There are something like 1,000 islands along the Croatian coast. And we managed to visit just one. Lopud – one of the Elaphiti Islands that lie just a few miles from the city of Dubrovnik. Its main attraction in rocky Croatia is its sandy beaches.
During our stay in the beachside suburb of Lapad we couldn’t avoid the locals trying to tempt us into taking one of their organised boat trips to the islands. Free food! Free drink! Special offer! Hurrah!
But no thanks. It’s not really us. Being herded around like a coach trip from a Carry On film might be fun for some, but we opted for the DIY approach. And it’s not hard to do. The inhabited islands in the group are linked to Dubrovnik via a 10am ferry from the city’s main harbour at Gruz. It’s cheap, we bought tickets easily enough from the booth across the street from the dock and the ferry itself, the Postira, is perfectly adequate for the task. I discovered that it was old as me, a 1963 vintage.
Tourists made up the bulk of the crowd on our trip but the ship is also a vital lifeline for the inhabitants of the islands, carrying supplies from the mainland.
We crawled slowly out of the harbour, past giant cruise ships, billionaires’ yachts and dinky fishing vessels. Beyond the shelter of the bay, the Adriatic was a lot choppier.

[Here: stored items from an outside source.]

PR #2598, opened 2024-11-22
[release] 20241122

yoozo:
# Description

Fixes # (issue)

## Type of change

## Checklist

- [ ] I have tested locally

### DIFF
--- a/packages/common/package.json
+++ b/packages/common/package.json
@@ -1,6 +1,6 @@
 {
   "name": "@subql/common",
-  "version": "5.1.5",
+  "version": "5.2.0",
   "description": "",
   "scripts": {
     "build": "rm -rf dist && tsc -b",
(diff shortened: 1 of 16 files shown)


packages/common/package.json
```diff
@@ -1,6 +1,6 @@
 {
   "name": "@subql/common",
-  "version": "5.1.5-1",
+  "version": "5.1.5",
```
stwiname, line 3: I think this needs to be more than a patch, removing cockroach will not be compatible

packages/node-core/package.json
```diff
@@ -1,6 +1,6 @@
 {
   "name": "@subql/node-core",
-  "version": "14.1.8-3",
+  "version": "14.2.0",
```
stwiname, line 3: There are breaking changes so this should be major

stwiname (approved):

PR #2611, opened 2024-11-28
Implement dynamic block fetching based on block size

stwiname:
# Description
Ditches the smart batch size implementation that wasnt working because it didn't correctly calculate block sizes. This new method requires each chain to implement a block size function which is then used to calculate a median size based on the last 1000 indexed blocks. This data is then used to adjust the concurrency of fetching blocks. It will also start indexing with a low concurrency then increase as it has more data to work with. 

This is designed to much better deal with large blocks as it will reduce memory usage and requesting large amounts of data at once over the network. It is not a perfect solution but should be a good step forward. In cases where large blocks are not dealt with a restart and low  startup concurrency should avoid getting stuck indexing.

## TODO
- [ ] Update for worker threads 

Fixes # (issue)

## Type of change

## Checklist

- [x] I have tested locally


packages/node-core/src/utils/graphql.ts
```diff
@@ -13,10 +13,14 @@ import {
...
   GraphQLEntityField,
   GraphQLJsonFieldType,
+  blake2AsHex,
 } from '@subql/utils';
 import {ModelAttributes, ModelAttributeColumnOptions} from '@subql/x-sequelize';
 import {isArray, isObject} from 'lodash';
-import {enumNameToHash} from '../db';
+
+export function enumNameToHash(enumName: string): string {
+  return blake2AsHex(enumName).substr(2, 10);
```
yoozo, line 22: String.substr has been officially marked as not deprecated.

packages/node-core/src/indexer/blockDispatcher/block-dispatcher.ts
```diff
@@ -12,11 +11,12 @@ import {getBlockHeight, IBlock, PoiSyncService} from '../../indexer';
 import {getLogger} from '../../logger';
 import {exitWithError, monitorWrite} from '../../process';
 import {profilerWrap} from '../../profiler';
-import {Queue, AutoQueue, delay, memoryLock, waitForBatchSize, isTaskFlushedError} from '../../utils';
+import {Queue, AutoQueue, RampQueue, delay, isTaskFlushedError} from '../../utils';
 import {StoreService} from '../store.service';
 import {IStoreModelProvider} from '../storeModelProvider';
 import {IProjectService, ISubqueryProject} from '../types';
 import {BaseBlockDispatcher, ProcessBlockResponse} from './base-block-dispatcher';
+// import { RampQueue } from '@subql/node-core/utils/rampQueue';
```
yoozo, line 19: Can remove it

packages/node-core/src/indexer/blockDispatcher/worker-block-dispatcher.ts
```diff
@@ -115,7 +113,7 @@ export abstract class WorkerBlockDispatcher<DS, W extends Worker, B>
       let startIndex = 0;
       while (startIndex < heights.length) {
```
yoozo, line 114: You can remove this loop.

packages/node-core/src/utils/queues/rampQueue.ts
```diff
@@ -0,0 +1,92 @@
...
+      this.addSize(size);
+
+      // Not enough data to construct a median
+      if (this.#sizes.length < MIN_SIZES) {
+        return;
+      }
+
+      if (size > m * 2) {
+        // Inverse of the size compared to the median. E.g if a block is 5x as big as the median then the batch size should be 1/5 of the max
+        const multiplier = 1 / (size / m);
```
yoozo, line 75: I think writing it this way makes it easier to understand. It means scaling down to a smaller concurrency proportionally.
const concurrency = this.#maxConcurrency * (m / size)

packages/node-core/src/utils/queues/rampQueue.ts
```diff
@@ -0,0 +1,92 @@
...
+        this.setConcurrency(this.#maxConcurrency * multiplier);
+      } else if (this.#sizes.length % MIN_SIZES === 0) {
```
yoozo, line 77: When this.#sizes is filled, this condition will always be true.

packages/node-core/src/utils/queues/rampQueue.ts
```diff
@@ -0,0 +1,92 @@
...
+  }
+
+  async put(item: Task<T>): Promise<T> {
+    return this.putMany([item])[0];
+  }
+
+  putMany(tasks: Task<T>[]): Promise<T>[] {
+    return super.putMany(tasks).map((r) =>
+      r.then((d) => {
+        this.adjustConcurrency(d);
```
yoozo, line 45: According to this approach, we will only affect the last processed block.

packages/node-core/src/utils/graphql.ts
stwiname: I've just moved this function to fix an issue with circular imports, I don't want to be modifying those things as it's out of scope

packages/node-core/src/indexer/worker/worker.ts
```diff
@@ -56,10 +55,6 @@ export function getWorkerService<S extends typeof workerService>(): S {
   assert(workerService, 'Worker Not initialised');
   return workerService as S;
 }
-// eslint-disable-next-line @typescript-eslint/require-await
-async function getBlocksLoaded(): Promise<number> {
-  return workerService.numFetchedBlocks + workerService.numFetchingBlocks;
-}
 
 // eslint-disable-next-line @typescript-eslint/require-await
 async function getMemoryLeft(): Promise<number> {
```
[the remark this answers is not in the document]
stwiname: They all need to be async because the worker interface requires all methods to be async. This code is untouched anyway

packages/node-core/src/indexer/blockDispatcher/worker-block-dispatcher.ts
stwiname: Why? This code doesn't relate to the PR or changes

yoozo: Because after the modification, it now only executes the loop once.

yoozo (approved):

PR #2614, opened 2024-12-01
Fix interval with 0 time causing high CPU

stwiname:
# Description
Fixes the keep alive interval not being passed correctly causing an interval with 0ms time, and therefore high CPU.

Fixes # (issue)

## Type of change

## Checklist

- [x] I have tested locally

### DIFF
--- a/packages/query/src/graphql/graphql.module.ts
+++ b/packages/query/src/graphql/graphql.module.ts
@@ -118,7 +118,7 @@ export class GraphqlModule implements OnModuleInit, OnModuleDestroy {
   }
 
   private setupKeepAlive(pgClient: PoolClient) {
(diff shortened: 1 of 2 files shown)


packages/query/src/graphql/graphql.module.ts
```diff
@@ -118,6 +118,8 @@ export class GraphqlModule implements OnModuleInit, OnModuleDestroy {
   }
 
   private setupKeepAlive(pgClient: PoolClient) {
+    const interval = argv['sl-keep-alive-interval'] ?? 180000;
```
yoozo, line 121: Here we should use `||`

yoozo (approved):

Kolocep was the first stop, the smallest of the three main islands and all very attractive – from a distance at least. A fake pirate ship, moored in the tiny harbour, was being loaded with lots of lobster-skinned tourists fresh from their whistle-stop visit. It looked as tacky as it sounds.
Car-free Lopud was the next stop (Sipan – the largest – would be the last). As we approached, it looked just like it’s neighbour – hilly, dotted with rocky ruins of forts and other ancient buildings. The hills were smothered with trees and scrub.
We rounded the headland to a busier harbour, lined with cafes, stalls, fine old stone buildings and, to one side, a large and modern hotel. It all looked wonderful in the September sunshine. Locals bustled about, ready to unload the supplies.
The harbour was guarded by a fortified monastery dating from the 15th century, but which isn’t in the best of conditions these days. After getting our bearings, I wandered into the little church at its heart but it looked a little sad, propped up by scaffolding, its walls peeling in places.
The charming seafront had rather more life, given over mainly to the tourist dollar, and sandy beaches stretched around the bay for those who didn’t want to wander far.
We were surprised to find a grand stone villa or two in a state of disrepair, their roofs missing. For a moment we fantasised about buying one and opening a B&B… But just for a moment.
A little further up, the Grand Hotel, a relic of the Communist era – now derelict, all concrete, modernism and faded glamour, the preserve of some workmen who seemed to be giving it a new lease of life. The grounds were overgrown, with a few concrete benches sheltered beneath giant palm trees. It proved that Lopud has been attracting holidaymakers for decades.
Alongside the Grand, we followed the path across the island to Lopud’s main attraction – the sandy Sunj beach. It was a sweaty climb uphill past fruit and veg plots, apartments, fly-tipped rubbish and ruins. The views were great before we descended through the woods of cypress, lemon, orange and pine and emerged at the beach itself by a couple of cafe-bars.
It was a bit of a disappointment. True, it was great to see a sandy beach and the bay was notable for the lack of development. The sea, whipped up by a brisk breeze, crashed onto the shore, and the headlands were covered in attractive greenery. Behind us, more hills, more greenery, some trees just hanging on to some shallow but crumbly sandstone cliffs.
But the beach was a bit scrubby, covered in tired sunbeds and umbrellas. There was too much litter and the decaying detritus of beach life scattered about. Just a bit of effort could’ve made it a truly idyllic spot. Perhaps we’d just got it on a bad day…
Still, we hired a couple of sunbeds, got out our books and read. I took a few dips in the water and got thrown about by waves and together we took a break in the bar with a beer and pizza.
I felt a bit lazy not exploring the island more. Several walks would’ve taken us into the hills, to the ruins of religious, military and residential buildings dating back centuries. In fact, Lopud has been popular with the moneyed folk of Dubrovnik for centuries – folk who built their mansions and villas around the island.
Later, the clouds came over and so we headed back to the village, this time paying our 10kr to take a ride on one of the golf trolleys that run between the two main bays. There, with the sun out again, we both went into the dead calm waters and ended up with tar on our feet. Still, it was a pleasant spot.
We dried off, stopped off for a few beers in one of the seafront bars and watched the world go by and the sun falling towards the horizon, waiting for the ferry back to Dubrovnik. It was beautiful.
On the trip back, we sat on the bow of the Postira as the sun set and let the wind clear away the cobwebs. Lopud was definitely worth it.